== Provided data

PR #4117, opened 2023-11-10
Implement ingester graceful shutdown

guilload:
### Description
Add a `Decommission` RPC to ingesters. By default, ingesters are in `Ready` status. Upon receiving a decommissioning request, ingesters change their status to `Decommissioning`, close all their shards, become read-only and wait for them to be indexed by monitoring calls to `truncate`. When the indexing of all the shards is completed, ingesters transition to the `Decommissioned` status at which point they become safe to shut down.

I also added a `OpenObservationStream` RPC to ingesters, so we can track the status of the decommissioning process. In the future, we can enrich the `ObservationMessage` object to track more things.

### How was this PR tested?
- Updated unit tests
- Add unit tests
- Tested manually

### DIFF
--- a/quickwit/quickwit-ingest/src/ingest_v2/ingester.rs
+++ b/quickwit/quickwit-ingest/src/ingest_v2/ingester.rs
@@ -34,20 +34,22 @@ use mrecordlog::MultiRecordLog;
 use quickwit_common::tower::Pool;
 use quickwit_common::ServiceStream;
 use quickwit_proto::ingest::ingester::{
-    AckReplicationMessage, CloseShardsRequest, CloseShardsResponse, FetchResponseV2,
-    IngesterService, IngesterServiceClient, IngesterServiceStream, OpenFetchStreamRequest,
-    OpenReplicationStreamRequest, OpenReplicationStreamResponse, PersistFailure,
-    PersistFailureReason, PersistRequest, PersistResponse, PersistSuccess, PingRequest,
-    PingResponse, ReplicateFailureReason, ReplicateRequest, ReplicateSubrequest,
-    SynReplicationMessage, TruncateRequest, TruncateResponse,
+    AckReplicationMessage, CloseShardsRequest, CloseShardsResponse, DecommissionRequest,
+    DecommissionResponse, FetchResponseV2, IngesterService, IngesterServiceClient,
+    IngesterServiceStream, IngesterStatus, ObservationMessage, OpenFetchStreamRequest,
+    OpenObservationStreamRequest, OpenReplicationStreamRequest, OpenReplicationStreamResponse,
+    PersistFailure, PersistFailureReason, PersistRequest, PersistResponse, PersistSuccess,
+    PingRequest, PingResponse, ReplicateFailureReason, ReplicateRequest, ReplicateSubrequest,
+    SynReplicationMessage, TruncateShardsRequest, TruncateShardsResponse,
 };
 use quickwit_proto::ingest::{CommitTypeV2, IngestV2Error, IngestV2Result, ShardState};
 use quickwit_proto::types::{NodeId, Position, QueueId};
-use tokio::sync::RwLock;
+use tokio::sync::{watch, RwLock};
 use tracing::{error, info, warn};
 
 use super::fetch::FetchStreamTask;
-use super::models::{IngesterShard, PrimaryShard};
+use super::models::IngesterShard;
+use super::mrecord::MRecord;
 use super::mrecordlog_utils::{append_eof_record_if_necessary, check_enough_capacity};
 use super::rate_limiter::{RateLimiter, RateLimiterSettings};
 use super::replication::{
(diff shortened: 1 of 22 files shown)


quickwit/quickwit-ingest/src/ingest_v2/mrecordlog_utils.rs
```diff
@@ -104,8 +104,21 @@ pub(super) fn check_enough_capacity(
     Ok(())
 }
 
+/// Determines whether the queue is drained. A queue is considered drained if it is empty or has
+/// one EOF record.
+pub(super) fn is_queue_drained(mrecordlog: &MultiRecordLog, queue_id: &QueueId) -> bool {
+    mrecordlog
```
fulmicoton, line 110: This reminded me to open
https://github.com/quickwit-oss/quickwit/issues/4135

(We should discuss that some day.)

quickwit/quickwit-proto/protos/quickwit/ingester.proto
```diff
@@ -24,24 +24,31 @@ package quickwit.ingest.ingester;
...
+  rpc OpenObservationStream(OpenObservationStreamRequest) returns (stream ObservationMessage);
 
+  // Closes a set of shards.
   rpc CloseShards(CloseShardsRequest) returns (CloseShardsResponse);
 
   // Pings an ingester to check if it is ready to host shards and serve requests.
   rpc Ping(PingRequest) returns (PingResponse);
 
-  // Truncates the shards at the given positions. Indexers should call this RPC on leaders, which will replicate the request to followers.
+  // Truncates the shards at the given positions.
```
fulmicoton, line 46: With replication is the information conveyed somehow to the replication peer?
(either way it is worth commenting here - or somewhere else- I think)

quickwit/quickwit-ingest/src/ingest_v2/models.rs
```diff
@@ -17,190 +17,169 @@
...
-    Primary(PrimaryShard),
-    /// A replica shard hosted on a follower.
-    Replica(ReplicaShard),
-    /// A shard hosted on a single node when the replication factor is set to 1.
-    Solo(SoloShard),
-}
+    pub fn notify_new_records(&mut self) {
+        self.new_records_tx
+            .send(())
+            .expect("channel should be open");
```
fulmicoton, line 106:
```suggestion
            // `new_records_tx` is guaranteed to have a received since one of them is held by `self`.
            .expect("channel should be open");
```

quickwit/quickwit-ingest/src/ingest_v2/ingester.rs
```diff
@@ -139,7 +158,28 @@ impl Ingester {
...
+        if state.status != IngesterStatus::Decommissioning {
+            return;
+        }
+        if state.shards.values().all(|shard| {
+            shard.shard_state.is_closed() && shard.indexing_status == IndexingStatus::Complete
+        }) {
+            info!("ingester fully decommissioned");
+            state.status = IngesterStatus::Decommissioned;
+
+            state.observation_tx.send_if_modified(|observation_result| {
```
fulmicoton, line 172: TIL about send_if_modified.

fulmicoton (approved):

quickwit/quickwit-ingest/src/ingest_v2/ingester.rs
```diff
@@ -156,9 +196,14 @@ impl Ingester {
         for queue_id in queue_ids {
             append_eof_record_if_necessary(&mut state_guard.mrecordlog, &queue_id).await;
 
-            let solo_shard = SoloShard::new(ShardState::Closed, Position::Eof);
-            let shard = IngesterShard::Solo(solo_shard);
-            state_guard.shards.insert(queue_id.clone(), shard);
+            let indexing_status = if is_queue_drained(&state_guard.mrecordlog, &queue_id) {
+                IndexingStatus::Complete
```
fulmicoton, line 200: Isn't this a shift in the semantics of indexing status?
Since it is ambiguous, can we have its semantics as a comment on the enum

fulmicoton: Ok investigating it is a bit difficult.

So in the ingester:
`IndexingStatus::Complete` means the queue has entirely been consumed. The signal is coming from the truncation.

In the ingester source:
`IndexingStatus::Complete` means the EOF record has been met. This is a reversible state. For instance if the pipeline fails.

guilload: It does not have to be called `IndexingStatus` here. I was hoping to reuse the enum that you're about to move in `quickwit-proto` but I agree that it's not the same thing from a semantics perspective.

quickwit/quickwit-proto/protos/quickwit/ingester.proto
guilload: No, indexers must call truncate directly on leaders and followers. I'll update the doc.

====

#### [Exercise goal]
Tell how many lines in the records above contain "have", giving the number and no other words.

#### [The completed task]
3